Would you exchange a recently purchased pair of Waldens (brand new, never worn) for the Patriot? Thanks.


----------



## statboy (Sep 1, 2010)

I don't understand the more casual comment, they're both penny loafers. Yes, I would return for the Patriot, the full-grain leather should make that decision for you. I don't understand the Walden and the BB corrected grain penny either - not at their prices at least.


----------



## arkirshner (May 10, 2005)

Brio1 said:


> Would you exchange a recently purchased pair of Waldens (brand new, never worn) for the Patriot? Thanks.

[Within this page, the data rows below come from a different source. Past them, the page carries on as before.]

PR #1058, opened 2023-05-03
removes requires_data_generation

Christian-B:
https://github.com/SpiNNakerManchester/sPyNNaker/pull/1338 removes the only use of requires_mapping as it is currently not working.

With that use case gone the whole requires mapping can go.

This simplifies ASB which no longer has to consider case bewteen a hard and soft reset. (no mapping but some load)

This then allows:
https://github.com/SpiNNakerManchester/SpiNNUtils/pull/230


Christian-B:
Did not work as expected.

PR #1060, opened 2023-05-10
fixes the edge_routing_info.rpt for virtual vertices

Christian-B:
fixes the edge_routing_info.rpt for virtual vertices

tested by:
https://github.com/SpiNNakerManchester/sPyNNaker/pull/1340

and:
https://github.com/SpiNNakerManchester/IntegrationTests/pull/201


spinn_front_end_common/utilities/report_functions/reports.py
```diff
@@ -209,10 +210,11 @@ def _write_one_router_partition_report(f, partition):
     routing_infos = FecDataView.get_routing_infos()
     for edge in partition.edges:
         for m_vertex in outgoing:
-            source_placement = FecDataView.get_placement_of_vertex(m_vertex)
+            if isinstance(m_vertex, AbstractVirtual):
+                continue
```
rowleya, line 214: I think this means you won't get any routes starting at a virtual vertex, which seems like an ommision...  Note that virtual vertices have keys and masks too I believe...

Christian-B: Agree better to report something than nothing.

But this exposes that in [sPyNNaker/unittests/test_sata_connectors/test_sata_2_different_boards_valid_board_address.py](https://github.com/SpiNNakerManchester/sPyNNaker/blob/master/unittests/test_sata_connectors/test_sata_2_different_boards_valid_board_address.py)

The second source ends up with no entry

Which does not happen in 
https://github.com/SpiNNakerManchester/sPyNNaker/blob/master/unittests/test_spinnaker_link_connectors/test_spinnaker_link_2_different_boards_valid_board_address.py

spinn_front_end_common/utilities/report_functions/reports.py
```diff
@@ -677,31 +675,29 @@ def generate_comparison_router_report(compressed_routing_tables):
...
     :rtype: tuple(str, int)
     """
     # Create text for starting point
     machine = FecDataView.get_machine()
-    source_vertex = source_placement.vertex
     text = ""
     if isinstance(source_vertex, MachineSpiNNakerLinkVertex):
-        text = "        Virtual SpiNNaker Link on {}:{}:{} -> ".format(
-            source_placement.x, source_placement.y, source_placement.p)
+        text = "        Virtual SpiNNaker Link on -> "
```
rowleya, line 688: I suspect the fix here is to use x, y, slink in the formatted output to match the placement, as otherwise it isn't too clear where the link comes from

spinn_front_end_common/utilities/report_functions/reports.py
```diff
@@ -677,31 +675,29 @@ def generate_comparison_router_report(compressed_routing_tables):
...
         slink = machine.get_spinnaker_link_with_id(
             source_vertex.spinnaker_link_id)
         x = slink.connected_chip_x
         y = slink.connected_chip_y
     elif isinstance(source_vertex, MachineFPGAVertex):
-        text = "        Virtual FPGA Link on {}:{}:{} -> ".format(
-            source_placement.x, source_placement.y, source_placement.p)
+        text = "        Virtual FPGA Link on -> "
```
rowleya, line 694: Similar to previous comment - use x, y, flink to fill in the details here

rowleya (dismissed):
Minor change requested

spinn_front_end_common/utilities/report_functions/reports.py
Christian-B: Not sure I agree as the slink x, and y are part of the report but added as requested.

PR #1064, opened 2023-05-18
Make everything work over dimensions

rowleya:
Part of SpiNNakerManchester/sPyNNaker#1345.

Removes the bitfield compression as no longer works well with multiple dimensions.  Also updates other things for multi-dimensional use.


Christian-B (approved):
looks ok

PR #1065, opened 2023-05-25
Remove the potential collision report

dkfellows:
It was broken. It could not produce correct results. It was disabled. It was unreachable.

It is gone.


spinn_front_end_common/interface/abstract_spinnaker_base.py
```diff
@@ -1360,7 +1347,6 @@ def _do_mapping(self, total_run_time):
         self._report_routers()
         self._report_router_summary()
         self._json_routing_tables()
-        # self._report_router_collision_potential()
```
dkfellows, line 1363: This is why things were unreachable

spinn_front_end_common/utilities/report_functions/router_collision_potential_report.py
```diff
@@ -1,81 +0,0 @@
...
-
-
-def _get_collisions_with_other_router(
-        x, y, collision_route, router_tables_by_partition, n_key_map):
-    total = 0
-    for partition in router_tables_by_partition.get_entries_for_router(x, y):
-        entry = router_tables_by_partition.get_entry_on_coords_for_edge(
-            partition, x, y)
-        if collision_route in entry.link_ids:
-            total += n_key_map.n_keys_for_partition(partition)
```
dkfellows, line 80: This is why it was broken... because `n_key_map` had to be a plain `dict` at this point. 🤦

PR #1069, opened 2023-06-05
Major cleanup/ reduction of the DataSpecification

Christian-B:
Moves all DS code but DataType to FrontEndCommon
DataType to be moved in a seperate PR due to the amount of places it is used.
All other DS code deleted from DataSpecification see: https://github.com/SpiNNakerManchester/DataSpecification/pull/151

Must be done at the same time as https://github.com/SpiNNakerManchester/DataSpecification/pull/151
 https://github.com/SpiNNakerManchester/sPyNNaker/pull/1352 and https://github.com/SpiNNakerManchester/JavaSpiNNaker/pull/884
there is a microcircuit_model branch but that just enables more report so can be removed
Tested by:
https://github.com/SpiNNakerManchester/IntegrationTests/pull/205
(This appears to fail more often than master (maybe as it does not use java??)

AbstractRewritesDataSpecification changed to having to be an AbstractGeneratesDataSpecification
AbstractGeneratesDataSpecification changed to having to be an AbstractHasAssociatedBinary
This bacause the code applied only makes sense if this holds (it does by implementation in master)

ReferenceContext replaced with a ...View get_next_ds_references

constants from DS constants that are still needed have been moved to FEC constants
ds cfg merged into fec cfg
Instead of the many DS exceptions there is now just DataSpecException
 (as well as DsDatabaseException being used more often)

The DS data from ds.write calls is now held by the DataSpecificationGenerator and then written to the database ASAP so the
DataRowWriter is no longer needed.

Most of the functionality from dsg_region_reloader has been moved to DataSpecificationReloader

The DataSpecificationReloader and DataSpecificationGenerator share code which is now in 
DataSpecificationBase

The API of DataSpecificationGenerator has been significantly reduced as much of it was never used.
(or removed in https://github.com/SpiNNakerManchester/sPyNNaker/pull/1344)

The remaining functionality of DSG reserve regions,, write data, set references is now handled by writing this information directly to the database in several tables and rows rather than previous single bitarray with instructions and data mingled together

The  DataSpecificationReloader no longer reads the pointer table off the core instead uses the ds.sqlite3 to obtain the data to check that reserve regions sizes are unchanged. (Note reload reserve region calls are no longer needed but do provide a safety check)

DsSqlliteDatabase and dse.sql have been significantly changed and could almost be consider new.
Some methods renamed for clarity
A lot of the safety code previously in DataSpecificationExecutor is now handled by the database
Computing region pointer /start address now done by the database
reference matching is now done by the database

DataSpecificationExecutor is completely removed as no longer needed

host_execute_data_specification.py significantly simplified
The algorithm is now
- for each code 
     -  malloc the region 
     - save the base address to the which calculates the start of each region
- for each core
     - write each region
          - build the pointer table while doing so
     - fill in reference addresses
     - write the pointer table
     
(this causes a minor change that the pointer table is written to core after (time not space) the regions)

Added new unittest for database (call through DataSpecificationGenerator  whenever possible)
Update older tests unless they really did not make sense any more (than deleted)

### DIFF
--- a/spinn_front_end_common/interface/interface_functions/spalloc_allocator.py
+++ b/spinn_front_end_common/interface/interface_functions/spalloc_allocator.py
@@ -146,7 +146,7 @@ class SpallocJobController(MachineAllocationController):
 
     @overrides(AbstractMachineAllocationController.open_eieio_listener)
     def open_eieio_listener(self):
-        return self._job.open_listener_connection()
+        return self._job.open_eieio_listener_connection()
 
     @property
     @overrides(AbstractMachineAllocationController.proxying)
--- a/spinn_front_end_common/utilities/connections/live_event_connection.py
+++ b/spinn_front_end_common/utilities/connections/live_event_connection.py
@@ -287,7 +287,7 @@ class LiveEventConnection(DatabaseConnection):
         if self.__sender_connection is None:
             job = db.get_job()
             if job:
-                self.__sender_connection = job.open_listener_connection()
+                self.__sender_connection = job.open_eieio_listener_connection()
             else:
                 self.__sender_connection = EIEIOConnection()
         for label in self.__send_labels:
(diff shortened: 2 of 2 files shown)


dkfellows (approved):
If it works in integration test, I'm happy.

Depends on your intended use, Walden is best for chinos, Patriot with gabardines and other wool.


----------



## arkirshner (May 10, 2005)

statboy said:


> I don't understand the more casual comment, they're both penny loafers.


Compare the strap, stitching, and outline.


----------



## Himself (Mar 2, 2011)

arkirshner said:


> Depends on your intended use, Walden is best for chinos, Patriot with gabardines and other wool.

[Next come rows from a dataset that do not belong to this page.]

PR #1086, opened 2023-07-10
Defaults from cfg

Christian-B:
Part of https://github.com/SpiNNakerManchester/SpiNNMachine/pull/215

Config_holder has a stub that of now just sets spin1

To be determined how to distinguish in a cfg which board type to be expected.


Christian-B:
https://github.com/SpiNNakerManchester/SpiNNMachine/pull/217 was a better method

I disagree. The Patriot is a clone of the classic Weejun or LHS, great with anything one would wear loafers with.

Corrected grain issues aside, the Walden/Kenwood have too squarish a toe and too high a vamp to look "trad" to me.


----------



## Doctor Damage (Feb 18, 2005)

Himself said:


> Corrected grain issues aside, the Walden/Kenwood have too squarish a toe and too high a vamp to look "trad" to me.


Not true; the proportions are historically correct in every way.


----------



## Brio1 (May 13, 2010)

Doctor Damage said:


> Not true; the proportions are historically correct in every way.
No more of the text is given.